Work request:
Write out every record in full, keeping each character exactly as it is.

[Stored data]
***

PR #860, opened 2022-11-25
Remove suffixContent from NxTextInput's PublicProps - RSC-1255

EmilyBermudez88:
https://issues.sonatype.org/browse/RSC-1255

### DIFF
--- a/lib/src/components/NxTextInput/types.ts
+++ b/lib/src/components/NxTextInput/types.ts
@@ -52,7 +52,7 @@ export type Props = Omit<StateProps, 'trimmedValue'> & HTMLProps & {
   suffixContent?: ReactNode | null;
 };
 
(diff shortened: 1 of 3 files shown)


lib/src/components/NxTextInput/types.ts
```diff
@@ -52,7 +52,7 @@ export type Props = Omit<StateProps, 'trimmedValue'> & HTMLProps & {
   suffixContent?: ReactNode | null;
 };
 
-export interface PublicProps extends Omit<Props, 'prefixContent'> {
+export interface PublicProps extends Omit<Props, 'prefixContent'|'suffixContent'> {
```
rpokorny, line 55:
```suggestion
export interface PublicProps extends Omit<Props, 'prefixContent' | 'suffixContent'> {
```

PR #861, opened 2022-11-25
Fixed nx-counter inside NxCollapsibleMultiSelect not aligned to the right when disabled - RSC-1262

entroform:
https://issues.sonatype.org/browse/RSC-1262

### DIFF
--- a/gallery/visualtests/nxCollapsibleMultiSelect.js
+++ b/gallery/visualtests/nxCollapsibleMultiSelect.js
@@ -10,8 +10,14 @@ describe('NxCollapsibleMultiSelect', function() {
   const { focusTest, simpleTest, a11yTest } = setupBrowser('#/pages/Collapsible Multi-Select');
 
   const selector = '#nx-collapsible-multi-select-example .nx-collapsible-items--select';
+  const disabledWithTooltipSelector
+    = '#nx-collapsible-multi-select-disabled-with-tooltip-example .gallery-example-live';
 
   it('looks right', simpleTest(selector));
+
+  describe('NxCollapsibleMultiSelect Disabled With Tooltip', function() {
+    it('looks right', simpleTest(disabledWithTooltipSelector));
+  });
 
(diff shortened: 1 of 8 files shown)


lib/src/components/NxCollapsibleItems/NxCollapsibleItems.scss
```diff
@@ -74,6 +74,10 @@ $-form-child-left-padding: calc(#{$-trigger-side-padding} + #{$-triangle-box-wid
   }
 }
 
+.nx-collapsible-items__tooltip-wrapper {
+  display: contents;
```
rpokorny, line 78: This breaks the tooltip placement unfortunately

rpokorny: > This breaks the tooltip placement unfortunately

I think the better solution is to add the `.nx-collapsible-items__header` styles to this element as well.

gallery/visualtests/nxCollapsibleMultiSelect.js
```diff
@@ -10,9 +10,15 @@ describe('NxCollapsibleMultiSelect', function() {
   const { focusTest, simpleTest, a11yTest } = setupBrowser('#/pages/Collapsible Multi-Select');
 
   const selector = '#nx-collapsible-multi-select-example .nx-collapsible-items--select';
+  const disabledWithTooltipSelector
+    = '#nx-collapsible-multi-select-disabled-with-tooltip-example .gallery-example-live';
 
   it('looks right', simpleTest(selector));
 
+  describe('NxCollapsibleMultiSelect Disabled With Tooltip', function() {
+    it('looks right', simpleTest(disabledWithTooltipSelector));
```
rpokorny, line 19: Should probably have a hover+tooltip test as well given that the initial fix in this PR didn't address the tooltip correctly.

rpokorny (approved):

***

Worked solution:
PR #860, opened 2022-11-25
Remove suffixContent from NxTextInput's PublicProps - RSC-1255

EmilyBermudez88:
https://issues.sonatype.org/browse/RSC-1255

### DIFF
--- a/lib/src/components/NxTextInput/types.ts
+++ b/lib/src/components/NxTextInput/types.ts
@@ -52,7 +52,7 @@ export type Props = Omit<StateProps, 'trimmedValue'> & HTMLProps & {
   suffixContent?: ReactNode | null;
 };
 
(diff shortened: 1 of 3 files shown)


lib/src/components/NxTextInput/types.ts
```diff
@@ -52,7 +52,7 @@ export type Props = Omit<StateProps, 'trimmedValue'> & HTMLProps & {
   suffixContent?: ReactNode | null;
 };
 
-export interface PublicProps extends Omit<Props, 'prefixContent'> {
+export interface PublicProps extends Omit<Props, 'prefixContent'|'suffixContent'> {
```
rpokorny, line 55:
```suggestion
export interface PublicProps extends Omit<Props, 'prefixContent' | 'suffixContent'> {
```

PR #861, opened 2022-11-25
Fixed nx-counter inside NxCollapsibleMultiSelect not aligned to the right when disabled - RSC-1262

entroform:
https://issues.sonatype.org/browse/RSC-1262

### DIFF
--- a/gallery/visualtests/nxCollapsibleMultiSelect.js
+++ b/gallery/visualtests/nxCollapsibleMultiSelect.js
@@ -10,8 +10,14 @@ describe('NxCollapsibleMultiSelect', function() {
   const { focusTest, simpleTest, a11yTest } = setupBrowser('#/pages/Collapsible Multi-Select');
 
   const selector = '#nx-collapsible-multi-select-example .nx-collapsible-items--select';
+  const disabledWithTooltipSelector
+    = '#nx-collapsible-multi-select-disabled-with-tooltip-example .gallery-example-live';
 
   it('looks right', simpleTest(selector));
+
+  describe('NxCollapsibleMultiSelect Disabled With Tooltip', function() {
+    it('looks right', simpleTest(disabledWithTooltipSelector));
+  });
 
(diff shortened: 1 of 8 files shown)


lib/src/components/NxCollapsibleItems/NxCollapsibleItems.scss
```diff
@@ -74,6 +74,10 @@ $-form-child-left-padding: calc(#{$-trigger-side-padding} + #{$-triangle-box-wid
   }
 }
 
+.nx-collapsible-items__tooltip-wrapper {
+  display: contents;
```
rpokorny, line 78: This breaks the tooltip placement unfortunately

rpokorny: > This breaks the tooltip placement unfortunately

I think the better solution is to add the `.nx-collapsible-items__header` styles to this element as well.

gallery/visualtests/nxCollapsibleMultiSelect.js
```diff
@@ -10,9 +10,15 @@ describe('NxCollapsibleMultiSelect', function() {
   const { focusTest, simpleTest, a11yTest } = setupBrowser('#/pages/Collapsible Multi-Select');
 
   const selector = '#nx-collapsible-multi-select-example .nx-collapsible-items--select';
+  const disabledWithTooltipSelector
+    = '#nx-collapsible-multi-select-disabled-with-tooltip-example .gallery-example-live';
 
   it('looks right', simpleTest(selector));
 
+  describe('NxCollapsibleMultiSelect Disabled With Tooltip', function() {
+    it('looks right', simpleTest(disabledWithTooltipSelector));
```
rpokorny, line 19: Should probably have a hover+tooltip test as well given that the initial fix in this PR didn't address the tooltip correctly.

rpokorny (approved):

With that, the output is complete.